===== Stored data
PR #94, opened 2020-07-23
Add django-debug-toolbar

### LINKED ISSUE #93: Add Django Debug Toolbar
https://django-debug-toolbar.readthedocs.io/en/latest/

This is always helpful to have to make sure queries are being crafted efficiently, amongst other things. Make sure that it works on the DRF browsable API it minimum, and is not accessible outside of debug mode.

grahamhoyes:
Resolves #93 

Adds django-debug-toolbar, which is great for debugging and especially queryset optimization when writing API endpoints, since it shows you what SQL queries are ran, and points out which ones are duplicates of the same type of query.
==========
===== Stored data
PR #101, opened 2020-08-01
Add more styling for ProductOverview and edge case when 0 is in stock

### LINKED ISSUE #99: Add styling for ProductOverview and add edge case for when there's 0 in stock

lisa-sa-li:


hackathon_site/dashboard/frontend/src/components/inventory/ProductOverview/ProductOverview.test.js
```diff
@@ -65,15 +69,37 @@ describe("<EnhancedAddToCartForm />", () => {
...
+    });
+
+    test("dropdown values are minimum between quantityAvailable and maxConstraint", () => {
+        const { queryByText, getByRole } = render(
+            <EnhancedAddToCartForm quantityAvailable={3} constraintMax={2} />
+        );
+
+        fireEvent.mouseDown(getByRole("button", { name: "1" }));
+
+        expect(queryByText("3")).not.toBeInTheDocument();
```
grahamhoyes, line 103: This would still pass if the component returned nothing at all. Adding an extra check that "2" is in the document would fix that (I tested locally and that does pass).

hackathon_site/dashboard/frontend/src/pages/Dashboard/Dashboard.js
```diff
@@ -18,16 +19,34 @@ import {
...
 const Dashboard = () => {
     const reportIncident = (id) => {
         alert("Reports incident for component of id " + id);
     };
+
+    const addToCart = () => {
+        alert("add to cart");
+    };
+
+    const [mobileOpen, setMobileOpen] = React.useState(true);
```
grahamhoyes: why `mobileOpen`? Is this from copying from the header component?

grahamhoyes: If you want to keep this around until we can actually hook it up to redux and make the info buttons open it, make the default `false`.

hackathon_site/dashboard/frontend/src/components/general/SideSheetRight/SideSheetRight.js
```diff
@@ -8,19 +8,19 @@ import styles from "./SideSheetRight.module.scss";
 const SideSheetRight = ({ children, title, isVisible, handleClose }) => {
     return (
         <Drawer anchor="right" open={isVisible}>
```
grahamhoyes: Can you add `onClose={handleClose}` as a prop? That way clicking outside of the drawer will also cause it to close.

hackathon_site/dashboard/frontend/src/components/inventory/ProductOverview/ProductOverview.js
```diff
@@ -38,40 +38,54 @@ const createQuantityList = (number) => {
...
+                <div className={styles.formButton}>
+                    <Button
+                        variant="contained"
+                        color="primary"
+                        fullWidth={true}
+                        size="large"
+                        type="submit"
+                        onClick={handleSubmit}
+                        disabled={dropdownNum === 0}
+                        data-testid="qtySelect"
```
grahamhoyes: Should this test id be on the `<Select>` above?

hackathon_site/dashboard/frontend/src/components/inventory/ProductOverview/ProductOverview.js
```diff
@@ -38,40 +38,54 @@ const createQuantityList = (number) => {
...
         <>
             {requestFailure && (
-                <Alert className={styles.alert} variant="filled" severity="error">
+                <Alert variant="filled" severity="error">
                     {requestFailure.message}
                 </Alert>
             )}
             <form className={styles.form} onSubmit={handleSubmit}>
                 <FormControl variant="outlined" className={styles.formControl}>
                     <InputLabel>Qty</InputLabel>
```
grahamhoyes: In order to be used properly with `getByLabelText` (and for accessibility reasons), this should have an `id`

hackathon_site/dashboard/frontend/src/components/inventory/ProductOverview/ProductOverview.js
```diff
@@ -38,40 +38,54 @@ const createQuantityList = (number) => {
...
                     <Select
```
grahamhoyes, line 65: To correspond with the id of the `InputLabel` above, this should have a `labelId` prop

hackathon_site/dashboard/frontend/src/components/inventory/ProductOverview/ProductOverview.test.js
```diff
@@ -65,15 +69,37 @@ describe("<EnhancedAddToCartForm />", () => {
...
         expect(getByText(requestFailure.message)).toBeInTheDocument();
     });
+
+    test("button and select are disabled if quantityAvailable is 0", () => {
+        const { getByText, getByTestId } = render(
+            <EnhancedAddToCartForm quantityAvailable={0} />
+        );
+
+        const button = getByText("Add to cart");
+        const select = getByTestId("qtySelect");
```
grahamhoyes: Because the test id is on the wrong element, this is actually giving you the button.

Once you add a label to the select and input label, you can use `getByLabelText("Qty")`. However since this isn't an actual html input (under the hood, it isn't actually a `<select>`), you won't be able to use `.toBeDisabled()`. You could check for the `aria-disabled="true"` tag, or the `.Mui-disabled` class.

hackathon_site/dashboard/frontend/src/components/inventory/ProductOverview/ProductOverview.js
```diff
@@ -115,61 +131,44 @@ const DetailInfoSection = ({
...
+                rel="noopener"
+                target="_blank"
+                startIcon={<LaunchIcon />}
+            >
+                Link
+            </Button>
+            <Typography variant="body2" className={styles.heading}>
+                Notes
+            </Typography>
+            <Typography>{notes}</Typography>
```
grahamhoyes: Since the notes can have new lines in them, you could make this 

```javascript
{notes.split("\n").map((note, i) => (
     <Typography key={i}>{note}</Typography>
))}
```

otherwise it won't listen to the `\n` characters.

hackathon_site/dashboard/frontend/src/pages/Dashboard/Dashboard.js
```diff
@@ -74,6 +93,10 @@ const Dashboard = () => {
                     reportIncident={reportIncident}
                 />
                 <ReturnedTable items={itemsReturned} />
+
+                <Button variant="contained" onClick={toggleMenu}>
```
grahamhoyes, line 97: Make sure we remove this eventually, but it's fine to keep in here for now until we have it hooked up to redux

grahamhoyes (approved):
==========
===== Stored data
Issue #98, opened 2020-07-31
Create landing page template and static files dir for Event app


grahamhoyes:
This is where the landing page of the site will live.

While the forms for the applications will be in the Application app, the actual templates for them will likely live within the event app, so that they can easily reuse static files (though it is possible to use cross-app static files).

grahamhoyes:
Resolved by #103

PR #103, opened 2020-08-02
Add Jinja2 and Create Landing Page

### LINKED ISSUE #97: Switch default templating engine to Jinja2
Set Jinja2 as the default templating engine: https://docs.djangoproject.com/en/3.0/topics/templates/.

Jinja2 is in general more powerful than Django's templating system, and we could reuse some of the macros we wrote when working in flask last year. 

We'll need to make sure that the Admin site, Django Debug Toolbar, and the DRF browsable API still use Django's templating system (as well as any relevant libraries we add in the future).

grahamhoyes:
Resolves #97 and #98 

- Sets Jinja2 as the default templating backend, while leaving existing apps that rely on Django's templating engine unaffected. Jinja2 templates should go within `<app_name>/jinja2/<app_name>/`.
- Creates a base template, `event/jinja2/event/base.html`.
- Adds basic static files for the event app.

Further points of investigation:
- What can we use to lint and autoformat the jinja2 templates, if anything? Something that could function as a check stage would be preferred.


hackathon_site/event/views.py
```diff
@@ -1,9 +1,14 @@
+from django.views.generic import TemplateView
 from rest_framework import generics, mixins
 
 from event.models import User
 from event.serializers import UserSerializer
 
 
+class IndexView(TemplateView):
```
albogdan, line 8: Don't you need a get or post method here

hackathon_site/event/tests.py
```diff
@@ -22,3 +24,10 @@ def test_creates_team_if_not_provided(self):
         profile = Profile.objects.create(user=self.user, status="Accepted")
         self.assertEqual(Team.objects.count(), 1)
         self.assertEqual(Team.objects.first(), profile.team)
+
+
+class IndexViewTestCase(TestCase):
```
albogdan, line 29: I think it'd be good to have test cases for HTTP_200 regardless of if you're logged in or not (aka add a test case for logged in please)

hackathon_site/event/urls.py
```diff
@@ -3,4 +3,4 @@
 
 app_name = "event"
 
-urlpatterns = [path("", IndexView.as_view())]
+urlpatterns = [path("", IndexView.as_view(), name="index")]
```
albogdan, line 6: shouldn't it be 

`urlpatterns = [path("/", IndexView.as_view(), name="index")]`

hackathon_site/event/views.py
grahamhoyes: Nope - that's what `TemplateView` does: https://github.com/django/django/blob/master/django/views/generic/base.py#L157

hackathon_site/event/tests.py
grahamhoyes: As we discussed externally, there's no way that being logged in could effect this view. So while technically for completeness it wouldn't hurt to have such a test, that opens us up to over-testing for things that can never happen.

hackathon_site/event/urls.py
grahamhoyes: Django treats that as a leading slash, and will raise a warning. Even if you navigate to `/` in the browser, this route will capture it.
==========
Whenever the word "albogdan" appears in a line above, copy that line.

> [Result of this task]
albogdan, line 8: Don't you need a get or post method here
albogdan, line 29: I think it'd be good to have test cases for HTTP_200 regardless of if you're logged in or not (aka add a test case for logged in please)
albogdan, line 6: shouldn't it be 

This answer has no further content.